PR #714, opened 2022-02-20
Fixed basic_polybar theme for multi-monitor setup

clay53:
Most advanced bash script I've written so far so if there are better ways of doing things, I'm fine with changing them.

I used this theme setup as the basis for mine. Worked fine on my single-monitor laptop but when I brought it to my desktop that has 3 monitors with the middle one being a different size, polybar was not spawned with the correct monitor set or in the right positions.

I changed the pre-loop section to instead of getting a single monitor, to get all the monitors by removing the grep and tac (which caused monitors to be in reverse order compared to `leftwm-state -q -n -t $SCRIPTPATH/sizes.liquid`). This is so I can set the monitor variable that's passed to the polybar command to the correct monitor (previously, it only got the first monitor and sent that to each). This fixes the highlighted tag being wrong. I got the correct monitor in-loop by using sed which was already a dependent of this script. However, sed expects it to be indexed at one so I created a new variable for that. I then set the 0-indexed variable at the end to that variable instead of recalculating index+1 (don't know if that's actually faster though). I also changed offsetx=$x to offset=$x since offsetx didn't work for my middle monitor which is index0 and a different size than the others. As far as I know, these changes are only an improvement and shouldn't break old setups.


VuiMuich:
Welcome adventurer!

This is looking really nice!
I have one little nitpick: maybe you could rename `index1` to `indextemp` or something, just to be more clear the `1` has nothing to do with the iteration. Of course this becomes clear when you read the script (and I have to admit I was slightly confused at first when reading the diff, with the blank code it was already better), but this might be a first contact with shell scripting for someone so, we don't have to make it harder as it has to be.

Also would you please ad a `README.md` with the explanation you added in the PR body as documentation.

Thanks!

clay53:
> Also would you please ad a README.md with the explanation you added in the PR body as documentation.

@VuiMuich Where would you like that README.md? Is there an example for something like that?

VuiMuich:
Just in the `basic_polybar` theme directory.
I believe the `basic_eww` has one for reference.

clay53:
> Just in the `basic_polybar` theme directory.
> I believe the `basic_eww` has one for reference. 

Is it just to explain how it works/how to use it or to just explain my changes?

VuiMuich:
> > Just in the `basic_polybar` theme directory.
> > I believe the `basic_eww` has one for reference.
> 
> Is it just to explain how it works/how to use it or to just explain my changes?

Sorry for my delayed response.
Well, I think basically what was in the last paragraph of your opening post. Sure some general doc on all the details would be nice to have eventually, but this has not to happen in this PR, except you are motivated, then go for it :joy:

clay53:
@VuiMuich Alright, I just added the last paragraph into a README. Might makes docs later but not rn.

PR #728, opened 2022-03-07
Fix spacing and else statements on liquid templates

rijkvp:
- The polybar template included three spaces instead of two for 'busy' tags, which caused an inconsistent layout.
- The else statements on all bar templates had a `tag.visible` condition (probably a copy/paste error).


mautamu (approved):
Looks good, thanks for catching this!

PR #935, opened 2022-10-27
Fix binary arguments (clap)

TornaxO7:
# Description

This should make `leftwm-check` working again.

Fixes #(993) (only half)

## Type of change

Not needed

# Checklist:

### DIFF
--- a/leftwm/src/bin/leftwm-check.rs
+++ b/leftwm/src/bin/leftwm-check.rs
@@ -41,11 +41,10 @@ async fn main() -> Result<()> {
 
     let config_file: Option<&str> = matches
         .get_one::<String>(INPUT_ARG)
-        .map(|input| input.as_ref());
+        .map(std::convert::AsRef::as_ref);
     let verbose = matches
         .get_one::<bool>(VERBOSE_ARG)
-        .map(|verbose| verbose.to_owned())
-        .unwrap_or(false);
+        .map_or(false, std::borrow::ToOwned::to_owned);
 
     println!(
         "\x1b[0;94m::\x1b[0m LeftWM version: {}",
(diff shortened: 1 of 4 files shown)


leftwm/src/bin/leftwm-command.rs
```diff
@@ -12,15 +12,10 @@ async fn main() -> Result<()> {
...
         .arg(
-            arg!("command").help("The command to be sent. See 'list' flag."), // .required(true)
-                                                                              // .multiple(true)
-        )
-        .arg(
-            arg!("list")
-                .help("Print a list of available commands with their arguments.")
-                .short('l')
-                .long("list"),
+            arg!(--"command" [COMMAND] "The command to be sent. See 'list' flag."), // .required(true)
```
Eskaan, line 15: This is wrong, we don't want to `leftwm-command --command "Command"` but `leftwm-command "Command"`. 
```suggestion
            arg!(name:command [COMMAND] "The command to be sent. See 'list' flag."),
```

leftwm/src/bin/leftwm-check.rs
```diff
@@ -10,37 +10,41 @@ use std::path::Path;
...
+                .help("Outputs received configuration file.")
         )
         .arg(
-            arg!("migrate")
+            Arg::new(MIGRATE_ARG)
                 .short('m')
                 .long("migrate-toml-to-ron")
-                .help("Migrates an exesting `toml` based config to a `ron` based one.\nKeeps the old file for reference, please delete it manually."),
+                .help("Migrates an exesting `toml` based config to a `ron` based one.\nKeeps the old file for reference, please delete it manually.")
         )
```
Eskaan, line 39: You can use `.args(&[<args>])` to make this more readable. Also in the other files.

Eskaan (changes requested):
Some things I wanted to mention to explain

leftwm/src/bin/leftwm-check.rs
TornaxO7: Can I assume that those problems don't exist anymore due to your PR?

PR #956, opened 2022-11-16
Print `lefthk` warning only when no binary present

VuiMuich:
# Description

Only print the warning message about necessary session restart only when no binary for `lefthk-worker` is found.
To be precise, we don't print on any error when trying to launch `lefthk-worker` as this means the same for the session state I guess.

## Type of change

# Checklist:

### DIFF
--- a/leftwm/build.rs
+++ b/leftwm/build.rs
@@ -1,4 +1,4 @@
-use std::{env, process::Command};
+use std::env;
 
 fn main() {
     let mut features_string = String::new();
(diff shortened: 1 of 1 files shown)


Eskaan (approved):
LGTM, but as you are already on it, isn't there also a `warn!` macro?

VuiMuich:
> LGTM, but as you are already on it, isn't there also a `warn!` macro?

Afaik the `warn!` macro is for logging, but we want to print this message during the build process. If you know of a macro to drop a warning during compilation, I would be happy to consider it.

PR #980, opened 2022-12-08
Fix manual install instructions

TH3-S4LM0N:
### Description
As the manual install instructions say to use the `optimized` profile, cargo places the builds in `./target/optimized`, not `./target/release`.


Eskaan (approved):
Ah, I see.
So there was a line that I missed when I implemented it.
LGTM.

PR #985, opened 2022-12-09
Using args[0] instead of current_exe() under OpenBSD. current_exe() is not supported in this OS.

### LINKED ISSUE #983: LeftWM crashes because `current_exe()` is not supported in OpenBSD
### Describe the bug

It is a known issue that `current_exe()` is not supported in Rust under OpenBSD. The function crashes. 

The reason is that the OS itself does not provide any way to reliably know the current exe path of the binary. OpenBSD developers refuse to implement a function like this because they are not sure if they can implement it correct enough.

For the LeftWM use case, maybe we could user use `arg[0]` passed to `canonicalize()` or at least fall back to it if `current_exe()` fails or if the OS is OpenBSD.

_No response_

Run LeftWM under OpenBSD, redirecting the CLI log to a file. You will see a panic when calling `expect` after `current_exe()`.

_No response_

### OS / Distro

OpenBSD 7.2

_No response_

### LeftWM Check

```text
:: LeftWM version: 0.4.0
:: LeftWM git hash: de88c4a-modified
:: Built with no enabled features.
    -> Configuration loaded OK
WARN: Ignoring checks on keybinds as you compiled for an external hot key daemon.
:: Checking environment . . .
    -> Environment OK (has XDG_RUNTIME_DIR)
:: Checking theme . . .
```

igor-petruk:
# Description

As per discussion in https://github.com/leftwm/leftwm/issues/983, LeftWM currently cannot work in OpenBSD. It is due to known issue that a Rust function `current_exe()` is not implemented in OpenBSD and panics. For LeftWM purposes it is sufficient to just use `args[0]` instead, as this exe path is used only to find paths to other binaries and launch them. It is verified that it works in OpenBSD. The `current_exe()` approach is still more correct, so it is preserved for all other OS.

Fixes #983 

## Type of change

  - Fixes the bug on OpenBSD
  - Well, adds the support for OpenBSD in the first place.
  - There is no suitable place to say it now supports OpenBSD. There are installation instructions mentioning various OS, but they are about package manager use, not about the ability to run the WM. LeftWM is not yet packaged for OpenBSD.

# Checklist:

   -  This Makefile is not ready to run on OpenBSD, fails with syntax errors, but I have build a binary, run it and now I am typing from LeftWM under OpenBSD.
  - N/A
  - N/A


VuiMuich:
Looking good (besides me not really being able to confirm this works on `OpenBSD`).
Just one minor thing, could you add an `OpenBSD` section to the install instructions in the `README.md`, please?

igor-petruk:
Done. Please let me know if it looks good. I've added some useful tips that can save some users time.

igor-petruk:
Correction, my mistake. I think leftwm-theme is failing to build not because of nightly, but for other reason, related to my setup (My LibreSSL is too new for the latest openssl-sys). 

Let me for now remove any mention of leftwm-theme, because maybe it compiles fine. I will later verify this. Users will figure out to use manual theme management if they cannot compiles leftwm-theme

igor-petruk:
Hi, is there anything else I need to add here?

VuiMuich:
> Hi, is there anything else I need to add here?

Hey, I don't miss anything I guess, just was waiting for other PRs to be ready/confirmed running well to do the merges all at once. If we have a reason to proceed with this one immediately there is nothing blocking, but if not I'd like to wait.

igor-petruk:
No particular reason. No hurry, take your time, just wanted to check if
there is anything left.

igor-petruk:
Thank you very much 🙏

VuiMuich:
Thank you for your contribution! :pray:

If you could have a quick look if there is a place in the wiki that would be in need of update in regard of this PR, thanks.

PR #987, opened 2022-12-10
Swap for new copr repo

TH3-S4LM0N:
### Description
As the atim/leftwm copr has been broken since November I created a new one (`th3-s4lm0n/leftwm`). I would appreciate if anybody using Fedora could test this for a day or two because "it works on my machine" isn't especially reassuring to me. This is the first copr I've made so some testing can't hurt.

### DIFF
--- a/README.md
+++ b/README.md
@@ -153,7 +153,6 @@ paru -S leftwm
 ```sh
 sudo dnf copr enable th3-s4lm0n/leftwm -y && sudo dnf install leftwm
 ```
-**Important note: currently the copr package is broken due to missing `lefthk-worker` in the installation. We are on it to get the package fixed. In the meantime please look into cargo or manual installation.**
 
 ## NetBSD ([Official repositories])
 


VuiMuich:
Awesome, thanks!

tagging @NicTanghe for a test spin if possible.

NicTanghe:
Hello,
I have switched to RHEL8 and don't really have spare storage space.

VuiMuich:
I guess we proceed then, and react if there is some complaints.

Thanks a lot for the effort @TH3-S4LM0N!

VuiMuich:
Hey @TH3-S4LM0N, just wanted to ping you, to let you know we bumped to `0.4.1`. Not sure if that requries any manual work on the copr package. At least its no such severe things in this update as it was with the `0.4.0` release :joy:

TH3-S4LM0N:
I just have to bump the version number, thanks for notifying me though!

TH3-S4LM0N:
@VuiMuich is `0.4.1` going to have a github tag/release?

VuiMuich:
The tag is already published, but the release is in the making. 
I just learned, that the release has its own hash, so you might want to wait for it to be published.
Sorry for waking you early :grimacing:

> ASSIGNMENT
Search the listing above for the lines with "(diff shortened: 1 of 4 files shown)" and "Eskaan, line 15: This", then output those lines and all lines between them exactly.

> PROBLEM SOLUTION
(diff shortened: 1 of 4 files shown)


leftwm/src/bin/leftwm-command.rs
```diff
@@ -12,15 +12,10 @@ async fn main() -> Result<()> {
...
         .arg(
-            arg!("command").help("The command to be sent. See 'list' flag."), // .required(true)
-                                                                              // .multiple(true)
-        )
-        .arg(
-            arg!("list")
-                .help("Print a list of available commands with their arguments.")
-                .short('l')
-                .long("list"),
+            arg!(--"command" [COMMAND] "The command to be sent. See 'list' flag."), // .required(true)
```
Eskaan, line 15: This is wrong, we don't want to `leftwm-command --command "Command"` but `leftwm-command "Command"`. 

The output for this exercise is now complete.